▸ SOURCE DATA:
************
PR #304, opened 2018-11-09
Minor fixes to suppress warnings in xarray 0.11

spencerkclark:
This silences a few deprecation warnings in loading variables and in our test suite that came up with the latest update to xarray


spencerahill:
Thanks @spencerkclark .  Any idea what the cause is of the 4 failures for 3.5?

spencerkclark:
It seems that conda-forge is no longer building packages for Python 3.5 (and has moved on to 3.6 and 3.7), so our 3.5 environment is using xarray 0.10.9 (which was the last version of xarray built for that platform).  When I get a chance I'll configure things to ignore that particular warning (which is causing the test to fail).

The notebook test on Windows is a bit more puzzling.  I'll have to think about that one more.

spencerahill:
OK, thanks for sorting that out.  I suppose we can have the conversation of whether to keep supporting 3.5 or keep up with conda.  FWIW I'm fine with merging this as is and dealing with that separately.  Although yes I suppose we should figure out the AppVeyor thing first.

spencerahill:
Yikes, AppVeyor thing looks not fun.  I don't want you to kill a bunch of time on that, which is really not important.

Whether or not you get that fixed, go ahead and merge when you're ready.  If it still needs to be fixed, just open a new issue to track it.

spencerkclark:
> Yikes, AppVeyor thing looks not fun. I don't want you to kill a bunch of time on that, which is really not important.

Yeah let's put it off for now...it's odd that it would stop working all of a sudden there, but it's hard to diagnose the issue without being able to test things locally.  I [borrowed some logic from xarray](https://github.com/pydata/xarray/blob/575e97aef405c9b473508f5bc0e66332df4930f3/xarray/tests/test_backends.py#L58) to detect whether we are on Windows or not, so hopefully the test should be skipped now by AppVeyor.

PR #306, opened 2018-11-12
Add support for Python 3.7 and corresponding CI envs

### LINKED ISSUE #292: Add Python 3.7 support
Should be straightforward, c.f. https://github.com/pydata/xarray/pull/2271

Although we might as well wait until they've merged that one, including figuring out the Travis issues referenced in that PR.

spencerahill:
Closes #292.  

Also switched Travis language to 'generic', c.f. https://github.com/pydata/xarray/pull/2432


spencerahill:
Rare case where everything seemed to work on the first try.  @spencerkclark any suggestions/reservations on this before merging?

spencerkclark (commented):
Looks great; I'm glad this went so smoothly!  Thanks for taking care of it.  A couple minor suggestions while we're updating the CI setup:
- Could you add a `conda list` call directly after we activate the test environment under the `install` header in the Travis and AppVeyor yml files?  I find this facilitates determining the versions of packages installed in the environment, which is useful for debugging purposes.  Currently I use the labels associated with each package's download, but those are truncated (so are sometimes missing information) and are also not in alphabetical order (which makes it slow to find the package I'm looking for).
- Since the AppVeyor builds run serially (i.e. slowly), maybe we should consider dropping the Python 3.5 build there?

spencerkclark (approved):

spencerahill:
Good suggestions @spencerkclark .  In it goes!

Issue #308, opened 2018-11-12
Use `stable` and `master` as our two main branches, rather than `master` and `develop`


spencerahill:
C.f. https://github.com/spencerahill/aospy/pull/305#issuecomment-438035813.  Makes us more in-sync with xarray and reduces confusion for new contributors.

spencerahill:
Done.

Issue #307, opened 2018-11-12
Towards v0.3 release


spencerahill:
Although I haven't finished #289, I think we now have more than enough new features and breaking changes to merit a v0.3 release.  I can turn around a quick v0.3.1 release once I finish #289.

Realistically I can probably get to this not this week but sometime in the following couple weeks.  But I'd say it's worth waiting on the pending PRs by @jdossgollin.  @jdossgollin, think you can manage to wrap those up in the next week or so?

jdossgollin:
Yes -- tonight or tomorrow (knock on wood 😄)

spencerahill:
In doing this release, I will also fix #308

spencerkclark:
It looks like we'll need to update the pinned versions in `docs/environment.yml` for the documentation to build:
https://readthedocs.org/projects/aospy/builds/8102985/

spencerahill:
>It looks like we'll need to update the pinned versions in docs/environment.yml for the documentation to build

Yes, just realized that.  Have pushed commits that hopefully fix that.

spencerahill:
Those commits are basically copying https://github.com/pydata/xarray/pull/2310

I'm just committing them to master directly rather than as PRs since this is all just to fix the docs

spencerahill:
The v0.3.0 release is done on github and on pip.  I'm having a little trouble getting our feedstock updated for the release on conda; waiting for help from the conda-forge folks on that.

For the docs, there are the following problems: 
- the 'stable' and 'latest' builds are completing, but 'stable' is still only showing v0.2 rather than v0.3
- the 'v0.3.0' build is failing, because of the incorrect settings in docs/environment.yml noted above.  I'm not sure how to fix that, since the release has already been made.

Once we resolve all these things and we're up on conda-forge, I'll make the release email announcements

spencerkclark:
> the 'v0.3.0' build is failing, because of the incorrect settings in docs/environment.yml noted above. I'm not sure how to fix that, since the release has already been made.

Hmm...this one is tricky.  Is it considered bad practice to [delete a release](https://help.github.com/articles/editing-and-deleting-releases/) and redo things?

spencerahill:
>Is it considered bad practice to delete a release and redo things?

Good thinking.  That may be the only way to go.  I'll ask the RTD people first to see if there's a less intrusive option.

---

[...]

PR #311, opened 2018-11-14
Use Versioneer and add HOW_TO_RELEASE

spencerahill:
In anticipation of the v0.3 release (#307), this PR does two things (arguably more appropriately two separate PRs, but since they both relate to releasing I figured it's fair):

1. C.f. https://github.com/pydata/xarray/pull/2163, use Versioneer to simplify keeping track/updating version number.  I basically followed how xarray did it exactly, including copying in the versioneer code directly into our codebase (Versioneer is public domain, so there's no worry re: licensing) rather than making it a dependency.

2. Add a HOW_TO_RELEASE document, again copied nearly verbatim from xarray's.  NOTE: this includes the use of stable and master branches, rather than our current use of master and develop.  But since we will be making that switch when we bump to v0.3 anyways (#308), and this document is mostly for my own reference anyways, I figure it's OK for it to leave it as is for now.


spencerkclark (commented):
Very nice!  Judging by the Coveralls report I think we may want to specify that we want to omit `aospy/_version.py` in our `.coveragerc` file.

spencerahill:
Good call @spencerkclark.  Any other edits?  Otherwise will merge this later today.

spencerkclark (approved):
Thanks @spencerahill this looks good to me.

PR #312, opened 2018-11-14
v0.3.0 release

spencerahill:
Trying to do the master/develop -> stable/master switch at the same time (#308), so this might have some hiccups.


spencerahill:
Actually don't need this, which would merge the new changes into `develop`.  The whole point is that we're getting rid of `develop`.  So closing this.

PR #3, opened 2022-09-04
Safe access to nilable error

bhelx:
There appears to be a situation in which this err can be nil


nilslice (approved):
Good catch! thanks 🙏

PR #4, opened 2022-09-04
Avoid indexing zero-length slice in go

zshipko:


nilslice:
tested in context of https://github.com/extism/extism-fsnotify/pull/2 and it indeed solves the issue. thank you! will merge once CI is done.

nilslice (approved):

PR #5, opened 2022-09-04
Create Extism module / namespace

bhelx:
I noticed when calling set_log_file that it's on the top-level namespace.
And so is the rest of the gem. It's not a good idea to do this as it
pollutes the user's application. Best practice is to wrap all code in a
module which by convention is the gem name.

I was also getting `Uninitialized constant FFI:NIL` and in the
set_log_file method and I could not tell why it was needed. I changed it
to a regular ruby nil. If it's needed for some reason I'll change it
back or move to another PR.


ruby/example.rb
```diff
@@ -4,7 +4,7 @@
 manifest = {
   :wasm => [{:path => "../wasm/code.wasm"}]
 }
-plugin = Plugin.new(manifest)
+plugin = Extism::Plugin.new(manifest)
```
bhelx, line 7: Perhaps the example in the documentation site needs to be changed as well? or is this links to that automatically?

ruby/lib/extism.rb
```diff
@@ -1,57 +1,59 @@
...
   end
-  C.extism_log_file(name, level)
-end
-
 
-class Plugin
-  def initialize(wasm, wasi=false, config=nil)
-    if wasm.class == Hash then
-      wasm = JSON.generate(wasm)
+  def self.set_log_file(name, level=nil)
```
bhelx, line 20: here i replaced `FFI:NIL` with `nil`

nilslice:
great call, thanks! @zshipko, I think this should be fine -- but maybe give it a quick look before merge. I can handle updating the docs site if you give this a +1

nilslice:
wondering why the action isnt running.. would like to see tests pass before merge. maybe the conflicts in `ruby/lib/extism.rb` are blocking it?

zshipko:
@nilslice I think the action isn't running because of the merge conflict - other than that it looks good!

bhelx:
Was missing some changes from my remote's main

nilslice (approved):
************
▸ WHAT YOU HAVE TO DO: Look in the material above for the line with "Should be straightforward, c.f." and the line with "- Could you", and transcribe exactly those lines and all lines between them, nothing more.

▸ RESPONSE BOX:
Should be straightforward, c.f. https://github.com/pydata/xarray/pull/2271

Although we might as well wait until they've merged that one, including figuring out the Travis issues referenced in that PR.

spencerahill:
Closes #292.  

Also switched Travis language to 'generic', c.f. https://github.com/pydata/xarray/pull/2432


spencerahill:
Rare case where everything seemed to work on the first try.  @spencerkclark any suggestions/reservations on this before merging?

spencerkclark (commented):
Looks great; I'm glad this went so smoothly!  Thanks for taking care of it.  A couple minor suggestions while we're updating the CI setup:
- Could you add a `conda list` call directly after we activate the test environment under the `install` header in the Travis and AppVeyor yml files?  I find this facilitates determining the versions of packages installed in the environment, which is useful for debugging purposes.  Currently I use the labels associated with each package's download, but those are truncated (so are sometimes missing information) and are also not in alphabetical order (which makes it slow to find the package I'm looking for).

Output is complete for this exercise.